AUTHOR CONTRIBUTIONS
MP, RC, CL, JAV, JT-S and RR conceived and designed the study. JAV, SR-F, MN and KC-P performed wastewater processing and viral analysis, AL-O and JT-S performed statistical models and data analysis, SL managed and analyzed data, BKR-J assisted in the study design and analysis, AA assessed in data collection, AC supervised the wastewater analysis, MCV assessed in wastewater sampling, GB and MP supervised the microbiology team, MP, JAV, RC, RR and JT-S wrote the manuscript. MP and RC supervised the team and coordinated all tasks.
COMPETING INTERESTS
The authors declare that they have no known competing financial interests or personal relationships that could have appeared to influence the work reported in this paper.
DATA AVAILABILITY
The authors declare that all data supporting the findings of this study are available within the article and Supplementary Information files, and also are available from the corresponding authors on reasonable request.
6. ACKNOWLEDGEMENTS
Authors would like to give special thanks to the Board of Directors from EDAR Bens.
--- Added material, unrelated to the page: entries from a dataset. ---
PR #11184, opened 2020-10-15
Translate package publishing error messages

mmisol:
### Purpose

These errors originate from PackageManager. In order to translate them,
these are identified, parsed and then translated using local resources.

### Declarations

### Reviewers

@QilongTang @zeusongit

### DIFF
--- a/test/DynamoCoreWpfTests/PackageManagerUnitTests.cs
+++ b/test/DynamoCoreWpfTests/PackageManagerUnitTests.cs
@@ -1,0 +1,40 @@
+﻿using Dynamo;
+using Dynamo.PackageManager;
+using NUnit.Framework;
+
+namespace DynamoCoreWpfTests
+{
+    [TestFixture]
+    public class PackageManagerUnitTests : UnitTestBase
+    {
+        #region PackageManager error translation
+
+        [Test]
+        public void ReturnsTranslationForUserIsNotAMaintainerError()
+        {
+            var message = "The user sending the new package version, DynamoTeam, is not a maintainer of the package Clockwork for Dynamo 1.x";
+            var actual = PublishPackageViewModel.TranslatePackageManagerError(message);
+            var expected = "The current user, 'DynamoTeam', is not a maintainer of the package 'Clockwork for Dynamo 1.x'.";
+            Assert.AreEqual(expected, actual);
+        }
+
+        [Test]
+        public void ReturnsTranslationForPackageAlreadyExistsError()
+        {
+            var message = "A package with the given name and engine already exists.";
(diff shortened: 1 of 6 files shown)


test/DynamoCoreWpfTests/PackageManagerUnitTests.cs
```diff
@@ -0,0 +1,40 @@
...
+            var message = "The user sending the new package version, DynamoTeam, is not a maintainer of the package Clockwork for Dynamo 1.x";
+            var actual = PublishPackageViewModel.TranslatePackageManagerError(message);
+            var expected = "The current user, 'DynamoTeam', is not a maintainer of the package 'Clockwork for Dynamo 1.x'.";
+            Assert.AreEqual(expected, actual);
+        }
+
+        [Test]
+        public void ReturnsTranslationForPackageAlreadyExistsError()
+        {
+            var message = "A package with the given name and engine already exists.";
```
QilongTang, line 24: maybe use resource string here?

mmisol: This is a test. Why would we use one?

test/DynamoCoreWpfTests/PackageManagerUnitTests.cs
```diff
@@ -0,0 +1,40 @@
...
+            var actual = PublishPackageViewModel.TranslatePackageManagerError(message);
+            var expected = "A package with the given name already exists.";
```
QilongTang, line 26: I meant to suggest using the resource string you defined `Dynamo.Properties.Resources.PackageManagerPackageAlreadyExists` here

mmisol: Ah, now it makes sense. While I could do that to avoid repeating the string, it would also mean to use part of the solution for the assertion, which is kind of fishy for a test to do in my opinion. Maybe this case it is not so evident, but for `ReturnsTranslationForUserIsNotAMaintainerError` one would also have to format the string by filling the placeholder, which is pretty close to the solution. I think I'm inclined to leave the test independent because the repetition is just a single string and it feels cleaner to go this path. What do you think @QilongTang ?

QilongTang: Thinking about it now, I think we could go either way. If you prefer to leave it as it is, let's do that

QilongTang:
This looks good to me. @zeusongit any comments?

zeusongit (approved):
LGTM

QilongTang (approved):

PR #11689, opened 2021-05-17
DYN-3606-Preferences Panel Expanders Functionality

RobertGlobant20:
### Purpose

I added the functionality in the Features tab of having just one Expander expander at one time (this functionality already exits in the Visual Settings expander).

Also I added the functionality of recording the current state of the Expander in a way that every time that the Preference window is closed and re-opened then the Expanders will remember the previous state. Due that this functionality was implemented by session then when the Dynamo app is closed  the previous Expander settings will be lost.
### Declarations

### Reviewers

@QilongTang 

### FYIs

@Astul-Betizagasti


src/DynamoCore/Models/DynamoModel.cs
```diff
@@ -653,6 +658,10 @@ protected DynamoModel(IStartConfiguration config)
                 PreferenceSettings.PropertyChanged += PreferenceSettings_PropertyChanged;
             }
 
+            //Due that the Expanders settings are stored by session (when dynamo is closed, settings are lost) then we read the settings from a json string
+            string jsonExpandersSettings = Resources.PreferencesExpandersSettings;
```
mjkkirschner, line 662: this seems quite odd - usually in (our repos anyway) resx files are intended for localized content - not data like this.

Why use json at all, why not just have the default constructor set these default values?

src/DynamoCoreWpf/Views/Menu/PreferencesView.xaml.cs
```diff
@@ -37,9 +38,59 @@ public PreferencesView(DynamoViewModel dynamoViewModel)
                 viewModel = viewModelTemp;
             }
 
+            SetAllExpanderBindings();
+
             InitRadioButtonsDescription();
         }
 
+        /// <summary>
+        /// Due that all the settings for the expanders is stored in DynamoModel in a List property, we need to create expanders bindings dynamically
```
mjkkirschner, line 47: I think you can do a few things as alternatives if you want.
* use dataTemplates and don't manually create each expander, instead store data that represents each one, including the binding.
* use a valueConverter that converts the list of expanders to a specific expander depending on the name of the expander - this will let you add the binding into the xaml if you prefer.

just some other ideas.

src/DynamoCore/Models/DynamoModel.cs
RobertGlobant20: @mjkkirschner 
I did the change so instead of using the json entry I'm initializing the List in the Constructor, see commit: https://github.com/DynamoDS/Dynamo/pull/11689/commits/af8e31e76e11ad15e55a50a7526c57c093df3d6e

src/DynamoCoreWpf/Views/Menu/PreferencesView.xaml.cs
RobertGlobant20: @mjkkirschner 
Related to the option of using dataTemplates, It will take some effort since we have already 6 expanders in 2 different tabs so the way expanders are created (considering each expander has several controls) will change and probably how the data is bind.
Related to the option of using a converter, I was trying to implement the converter but currently is using two way binding, so at the beginning the values are read from the List<ExpanderSettings> and when a expander is expanded the IsExpanded value is stored in the List<ExpanderSettings>, then when implementing the ConverterBack function I didn't find any way to store the IsExpanded value updated, since it doesn't have access to the List.

The considering the function below, the value parameter is the boolean IsExpanded value and the parameter is the Expander Name, so there is no way to access the List<ExpanderSettings> as in the Convert( ) method.

**ConvertBack(object value, Type targetType, object parameter, CultureInfo culture)**

If you have any idea how to make it work and I can implement it.

Thanks

src/DynamoCoreWpf/ViewModels/Core/DynamoViewModel.cs
```diff
@@ -95,6 +95,22 @@ public PreferenceSettings PreferenceSettings
             get { return Model.PreferenceSettings; }
         }
 
+        /// <summary>
+        /// This property will be used by the Preferences screen to store and retrieve all the seetings from the expanders
+        /// </summary>
+        public List<ExpanderSettings> ExpandersSettings
```
QilongTang, line 101: Why dont we store this in Preferences View Model since it does not directly affect DynamoViewModel?

src/DynamoCore/Models/DynamoModel.cs
```diff
@@ -379,6 +379,11 @@ internal virtual string AppVersion
         /// </summary>
         public readonly PreferenceSettings PreferenceSettings;
 
+        /// <summary>
+        /// This list contains the settings (current status) of the expanders located in the Preferences panel
+        /// </summary>
+        public List<ExpanderSettings> ExpandersSettings;
```
QilongTang, line 385: Why dont we store this in Preferences ViewModel since it does not directly affect DynamoModel?

src/DynamoCoreWpf/Views/Menu/PreferencesView.xaml.cs
QilongTang: It is unclear to me why the expanders stored in DynamoModel. It makes most sense to me to store them in Preferences ViewModel so that in the future those code maintained as part of PreferencesView. Can we revisit the base of this PR?

RobertGlobant20: @QilongTang In this case that we are trying to record expansion state of each expander per session so I cannot use the PreferencesViewModel because is created just when the Preferences window is opened and destroyed when is closed then the only way to restore/record the expansion state of each expander is by storing the instance in a class that is not destroyed, in this case I decided to use DynamoModel (like DebugSettings or PreferencesSettings instances), I can use other one but it's not clear to me the idea of using PreferencesViewModel.

src/DynamoCore/Models/DynamoModel.cs
RobertGlobant20: @QilongTang Same reason than the previous comment, the PreferencesViewModel is created until the Preferences window is opened so we won't be able to store/recover data for the expanders.

src/DynamoCoreWpf/Views/Menu/PreferencesView.xaml.cs
QilongTang: hi @RobertGlobant20 , let's do the right thing. We can create preference viewmodel early as part of Dynamo ViewModel creation instead of only construct/destroy it runtime. Then we can store these properties there right?

RobertGlobant20: @QilongTang I did the required changes so now the PreferencesViewModel is created in DynamoViewModel.cs and the properties for the expanders were moved to the PreferencesViewModel. Thanks
See the commit:
https://github.com/DynamoDS/Dynamo/pull/11689/commits/353a4988e1b4bc4cd5110521be9688e79c88a47e

src/DynamoCoreWpf/ViewModels/Core/DynamoViewModel.cs
```diff
@@ -95,6 +96,19 @@ public PreferenceSettings PreferenceSettings
             get { return Model.PreferenceSettings; }
         }
 
+        public PreferencesViewModel PreferencesViewModel
```
QilongTang, line 99: Let's make it internal for now

src/DynamoCoreWpf/ViewModels/Menu/PreferencesViewModel.cs
```diff
@@ -621,6 +642,17 @@ public PreferencesViewModel(DynamoViewModel dynamoViewModel)
...
+
+            //Expanders settings are stored by session (when dynamo is closed, settings are lost)
+            ExpandersSettings = new List<ExpanderSettings>
+            {
+                new ExpanderSettings{ Name = "PythonExpander", IsExpanded = false, Tab = "Features" },
+                new ExpanderSettings{ Name = "ExperimentalExpander", IsExpanded = false, Tab = "Features" },
+                new ExpanderSettings{ Name = "Styles", IsExpanded = false, Tab = "Visual Settings" },
+                new ExpanderSettings{ Name = "Scale", IsExpanded = false, Tab = "Visual Settings" },
+                new ExpanderSettings{ Name = "Precision", IsExpanded = false, Tab = "Visual Settings" },
+                new ExpanderSettings{ Name = "Display", IsExpanded = false, Tab = "Visual Settings" },
```
QilongTang, line 654: Do you think we can auto populate this list somehow?

RobertGlobant20: @QilongTang I cannot think of any way of auto populate this list but in order to avoid doing this I re-implemented the functionality of recording/loading the current expansion state of each expander in a List<ExpanderSettings>, now instead of recording each one only records the one expanded (only one Expander can be expanded per each tab), so the info for just one is loaded when the Preferences window is opened and just one info is saved when the Expander expansion state is updated (this approach was suggested by @Astul-Betizagasti ).
For implementing this functionality I added a Converter that will be binded in each Expander.IsExpanded as @mjkkirschner  suggested.
This re-implementation allows to do the same functionality for Expanders with less code. Thanks

See commit:
https://github.com/RobertGlobant20/Dynamo/commit/3924722fe2c1c05c43f566ae31d511f41996ee6c

src/DynamoCoreWpf/ViewModels/Core/DynamoViewModel.cs
RobertGlobant20: @QilongTang fixed to be internal in commit: https://github.com/RobertGlobant20/Dynamo/commit/b49c1903df29c06fb917c4cf0f2a2e5ba10e85eb

src/DynamoCoreWpf/ViewModels/Menu/PreferencesViewModel.cs
```diff
@@ -77,6 +78,22 @@ public class PreferencesViewModel : ViewModelBase, INotifyPropertyChanged
             {GeometryScaleSize.ExtraLarge, new Tuple<string, string, string>("extra large", "1", "100,000,000")}
         };
 
+        /// <summary>
+        /// This property will be used by the Preferences screen to store and retrieve all the seetings from the expanders
```
QilongTang, line 82: settings

src/DynamoCoreWpf/Views/Menu/PreferencesView.xaml.cs
```diff
@@ -41,10 +44,40 @@ public PreferencesView(DynamoViewModel dynamoViewModel)
             {
                 viewModel = viewModelTemp;
             }
-
+            
+            //Find all the Expanders in the LogicalTree (XAML)
```
QilongTang, line 48: hmm Do you intend a call of `FindLogicalChildren` here?

RobertGlobant20: @QilongTang I forgot to delete that method because is not used any more, then I deleted the comment and the method
Thanks

src/DynamoCoreWpf/ViewModels/Menu/PreferencesViewModel.cs
RobertGlobant20: @QilongTang fixed in commit: https://github.com/DynamoDS/Dynamo/pull/11689/commits/44d7b21da63ceb0a40024976ff633617fb0e2e97

Thanks

src/DynamoCoreWpf/ViewModels/Menu/PreferencesViewModel.cs
```diff
@@ -828,4 +850,41 @@ public static int ConvertScaleFactorToUI(int scaleValue)
...
+    public class TabSettings : INotifyPropertyChanged
+    {
+        public event PropertyChangedEventHandler PropertyChanged;
+        private void OnPropertyChanged(string propertyName)
+        {
+            PropertyChanged?.Invoke(this, new PropertyChangedEventArgs(propertyName));
+        }
+
+        /// <summary>
+        /// Tab Name (e.g. Features o Visual Settings)
```
QilongTang, line 866: `or`?

src/DynamoCoreWpf/Views/Menu/PreferencesView.xaml
```diff
@@ -302,116 +303,117 @@
...
-                                                       Foreground="{StaticResource PreferencesWindowFontColor}"/>
-                                            </StackPanel>
-                                        </Grid>
-                                    </StackPanel>
-                                </Expander>
-                            </Grid>
+                            <Expander x:Name="PythonExpander"
+                                        Grid.Row="0"
+                                        Style="{StaticResource MenuExpanderStyle}" 
+                                        IsExpanded="{Binding PreferencesTabs[0].ExpanderActive, Converter={StaticResource ExpandersBindingConverter}, ConverterParameter=PythonExpander}"
```
QilongTang, line 309: This design is a bit strange that if we will need to cover expander state for `General` tab in the future, we will need to shift the index here..

src/DynamoCoreWpf/ViewModels/Menu/PreferencesViewModel.cs
RobertGlobant20: @QilongTang fixed in commit: https://github.com/DynamoDS/Dynamo/pull/11689/commits/5ee62bb8dcb52c07eef3929916511372bdbcd128

src/DynamoCoreWpf/ViewModels/Menu/PreferencesViewModel.cs
```diff
@@ -625,6 +642,11 @@ public PreferencesViewModel(DynamoViewModel dynamoViewModel)
             SavedChangesTooltip = string.Empty;
 
             this.PropertyChanged += Model_PropertyChanged;
+           
+            preferencesTabs = new List<TabSettings>();
+            preferencesTabs.Add(new TabSettings() { Name = "Features", ExpanderActive = string.Empty });
```
QilongTang, line 647: Maybe let's add `General` here so the index stable for a while :)

QilongTang (approved):
LGTM with comments

src/DynamoCoreWpf/ViewModels/Menu/PreferencesViewModel.cs
QilongTang: Thank you @RobertGlobant20 @Astul-Betizagasti I am fine with the new approach as it reduces some complexity

src/DynamoCoreWpf/Views/Menu/PreferencesView.xaml
RobertGlobant20: @QilongTang I changed the data structure to use a Dictionary, so in the XAML we can use something more describing like "PreferencesTabs[Features]" also I added the General tab entry as an item in the Dictionary. Thanks
see commit: https://github.com/DynamoDS/Dynamo/pull/11689/commits/4540d66f8358210f8468a3f2ce76482368424622

src/DynamoCoreWpf/ViewModels/Menu/PreferencesViewModel.cs
RobertGlobant20: @QilongTang fixed, see commit: https://github.com/DynamoDS/Dynamo/pull/11689/commits/4540d66f8358210f8468a3f2ce76482368424622

src/DynamoCoreWpf/Views/Menu/PreferencesView.xaml
QilongTang: @RobertGlobant20 Thanks, this looks way cleaner

PR #11698, opened 2021-05-20
add package states under dbg mode

pinzart90:
### Purpose
This PR adds package states to the Installed Packages UI.
The UI changes are not final, they UX is still under review.
I also changed around some of the wording used.

UI changes preview
image

### Declarations

### Reviewers

### FYIs


src/DynamoPackages/Package.cs
```diff
@@ -113,6 +114,60 @@ public bool MarkedForUninstall
             internal set { markedForUninstall = value; RaisePropertyChanged("MarkedForUninstall"); }
         }
 
+        public bool EnableOldMarkedForUnistallState
```
pinzart90, line 117: seems that wpf can only bind to public properties...:(
If we want to have it under a debug mode first....we could just tag these temporary public methods...that they should not be used ..?

mjkkirschner: yeah, one thing we've done in the past is to mark with obsolete immediately - it's confusing, but it let's people know to be wary.

mjkkirschner: I don't see any harm to removing an obsolete method that we've explicitly called out as DO NOT USE.

QilongTang: > I don't see any harm to removing an obsolete method that we've explicitly called out as DO NOT USE.

Yes, that one I agree. I am curious about the case that we obsoleted something but decided that we want to keep it in the end, do we simply remove the obsolete tag?

mjkkirschner: yep :) - Again, what cause concerns you? if no one is using the member for fear it might be removed, then what break could keeping it cause?

pinzart90:
Not sure about the HIG standards (yet) but this is how I chose to handle long texts:
The package state tag/label will have a max width of 150 pixels
The text will be wrapped after max width is exceeded.
The tooltips have more information : The full text form the label + details.

image
image

src/DynamoCore/Properties/Resources.en-US.resx
```diff
@@ -747,4 +747,32 @@ Parameter name: {0}</value>
...
+This package has not been installed due to an unexpected error.</value>
+  </data>
+    <data name="PackageStateLoadedTooltip" xml:space="preserve">
+    <value>Loaded.
+This package is loaded and ready to be used.</value>
+  </data>
+    <data name="PackageStateUnloadedTooltip" xml:space="preserve">
+    <value>Skipped.
+This package has not been loaded because another conflicting package was loaded before it.</value>
+  </data>
```
pinzart90, line 777: @mjkkirschner @Amoursol @Jingyi-Wen
It has been brought to my attention that the terms used are not really consistent (like loaded vs installed)
What about using the following terms:
1. **Installed** - package is loaded into Dynamo and ready to be used.
2. **Scheduled for uninstall** - package will be uninstalled after next Dynamo restart.
3. **Skipped** - package is available on disk but was not loaded into Dynamo due to conflict with another similar package.
4. **Error** - package was not loaded into Dynamo due to an unexpected error

Also what do you think about scheduled vs marked ....for uninstall ?

If you have any alternatives....please tag them with the numbers above so that we know which one is which :)

src/DynamoCore/Properties/Resources.Designer.cs
```diff
@@ -1163,6 +1163,82 @@ public class Resources {
...
+        /// </summary>
+        public static string PackageStateError {
+            get {
+                return ResourceManager.GetString("PackageStateError", resourceCulture);
+            }
+        }
+        
+        /// <summary>
+        ///   Looks up a localized string similar to Error.
+        ///This package has not been installed due to an unexpected error..
```
aparajit-pratap, line 1177: Does _installed_ mean downloaded and loaded here?

src/DynamoCore/Properties/Resources.Designer.cs
```diff
@@ -1163,6 +1163,82 @@ public class Resources {
...
+        ///This package is loaded and ready to be used..
+        /// </summary>
+        public static string PackageStateLoadedTooltip {
+            get {
+                return ResourceManager.GetString("PackageStateLoadedTooltip", resourceCulture);
+            }
+        }
+        
+        /// <summary>
+        ///   Looks up a localized string similar to Scheduled for uninstall.
```
aparajit-pratap, line 1205: Does _Uninstall_ mean completely deleted here or just unloaded?

src/DynamoCore/Properties/Resources.en-US.resx
aparajit-pratap: 1. I would use **Loaded** vs. Installed since it implies that the package needs to be downloaded as well as loaded in one word.
2. I wish to clarify what it means to say **Scheduled for uninstall** - does it mean scheduled for unload or scheduled to be nuked? If not clear, we should probably change it to say **Scheduled for deletion** or **Scheduled for unloading**
3. Instead of skipped why don't we just use the term **Unloaded**?

pinzart90: The main concern, I guess, is about using **Loaded**/**Unloaded** vs Scheduled for **uninstall**.
What @aparajit-pratap is suggesting is consistent and I would say they seem fine to me

src/DynamoCoreWpf/ViewModels/PackageManager/PackageManagerClientViewModel.cs
```diff
@@ -777,6 +778,10 @@ internal void SetPackageState(PackageDownloadHandle packageDownloadHandle, strin
             Package dynPkg;
             if (packageDownloadHandle.Extract(DynamoViewModel.Model, downloadPath, out dynPkg))
             {
+                if (DebugModes.IsEnabled("DynamoPackageStates"))
+                {
+                    dynPkg.PackageState = Package.PackageStates.Loaded;
```
aparajit-pratap, line 783: Shouldn't we set this only after the call to `LoadPackages`?

src/DynamoCoreWpf/Views/PackageManager/InstalledPackagesView.xaml
```diff
@@ -89,12 +89,30 @@
                                                    FontSize="11"
                                                    Foreground="#CCC"></TextBlock>
                                         <TextBlock Text="{x:Static p:Resources.InstalledPackageViewPendingInstallButton}"
-                                                   Visibility="{Binding Path=Model.MarkedForUninstall, Converter={StaticResource BooleanToVisibilityCollapsedConverter}}"
+                                                   Visibility="{Binding Path=Model.EnableOldMarkedForUnistallState, Converter={StaticResource BooleanToVisibilityCollapsedConverter}}"
```
aparajit-pratap, line 92: Little confused here, why couldn't you simply change the implementation of the `MarkedForUninstall` property instead of introducing a new one?

src/DynamoCore/Properties/Resources.en-US.resx
Jingyi-Wen: 1. I agree with @aparajit-pratap on using **Loaded**, since we call the window "Installed packages". And generally I think **install and uninstall** sounds more like user behaviors while **load and unload** sounds more like Dynamo behaviors
2.  Agree on **Scheduled for unloaded** or **deletion**. Same reason above
3.  **Not loaded** or **Unloaded** makes sense to me

src/DynamoCoreWpf/ViewModels/PackageManager/PackageManagerClientViewModel.cs
pinzart90: hmm...I did not attempt to properly set all the states. 
I only focused on the UI/UX side of it.

It may make sense to actually set the states in the `PackageManagerExtension.PackageLoader` ...since we may have more visibility into error states there. Or maybe some other notification system...Not sure yet

I can add a comment that this specific code is temporary...and should be moved somewhere else...And I can move it below as well

src/DynamoCoreWpf/Views/PackageManager/InstalledPackagesView.xaml
pinzart90: I introduced another property because `MarkedForUninstall` is used in other parts of Dynamo, not only used in the UI...and I did not want to break that existing functionality by introducing the DebugMode flag into the equation.
Basically, if I had done : `bool MarkedForUninstall { get {return DebugModes.IsActive() && isMarkedForUninstall; } }` then, while having the DebugMode active, the other parts of the Dynamo that use `MarkedForUninstall` would not work anymore.

pinzart90: MarkedForUninstall...should probably be replaced by the PackageStates ...when the implementation is ready

src/DynamoCore/Properties/Resources.en-US.resx
```diff
@@ -747,4 +747,32 @@ Parameter name: {0}</value>
...
+  <data name="PackageStateUnloaded" xml:space="preserve">
+    <value>Unloaded</value>
+  </data>
+  <data name="PackageStatePendingUnloadTooltip" xml:space="preserve">
+    <value>Scheduled to be unloaded.
+This package will be unloaded after the next Dynamo restart.</value>
+  </data>
+    <data name="PackageStateErrorTooltip" xml:space="preserve">
+    <value>Unloaded.
+This package has not been loaded due to an unexpected error.</value>
```
pinzart90, line 768: Maybe we can be more specific about the errors...once we know where/how to set the package states in the Dynamo code

src/DynamoCore/Properties/Resources.en-US.resx
```diff
@@ -747,4 +747,32 @@ Parameter name: {0}</value>
...
+  </data>
+    <data name="PackageStateLoadedTooltip" xml:space="preserve">
+    <value>Loaded.
+This package is loaded and ready to be used.</value>
+  </data>
+    <data name="PackageStateUnloadedTooltip" xml:space="preserve">
+    <value>Unloaded.
+This package has not been loaded because another conflicting package was loaded before it.</value>
```
pinzart90, line 776: Same as above, we may be able to specify which package caused the current one to get into an Unloaded state

pinzart90:
Latest screenshot
image

src/DynamoPackages/Package.cs
sm6srw: 👍

sm6srw (approved):
Nice, LGTM!

src/DynamoCore/Properties/Resources.en-US.resx
Amoursol: 1. I'm also in favour of **Loaded** as it uses stronger language (Installed could still theoretically fail to load)
2. _Scheduled for Uninstall/Unload/Deletion_ is still the one that feels most ambiguous, but I don't have a better suggestion. In lieu of that I would lean towards **Scheduled for Deletion/Unload** as above.
3. **Unloaded** makes most sense to me here to match the inverse of the _Loaded_ state.
4. **Error** is perfect here - can the user see the error message and do something about it in this state @pinzart?

pinzart90: @Amoursol Regarding the error state. Hopefully we can display something meaningful to the user....but that work will probably be a part of this jira task https://jira.autodesk.com/browse/DYN-3670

Also, we would like to thank Fernanda Rodríguez from the Research Support Services (SAI) at the University of A Coruña, Laura Larriba, from SERGAS, who helped in samples and data collection in CHUAC, Francisco Pérez, Javier Fernández and Cristina Rodríguez from Cadaqua, for their help in sample collection at WWTP Bens, Andrés Paz-Ares and Xurxo Hervada, from SERGAS, who provided the anonymized patient database, Amalia Jácome, Ana López-Cheda, Rebeca Peláez and Wende Safari, from CITIC at UDC, who processed that database to produce the epidemiological series at the municipality level, and Fiona Veira McTiernan, for editing. Finally, we would like to acknowledge the NORMAN European Network for ‘Collaboration in the time of Covid19’.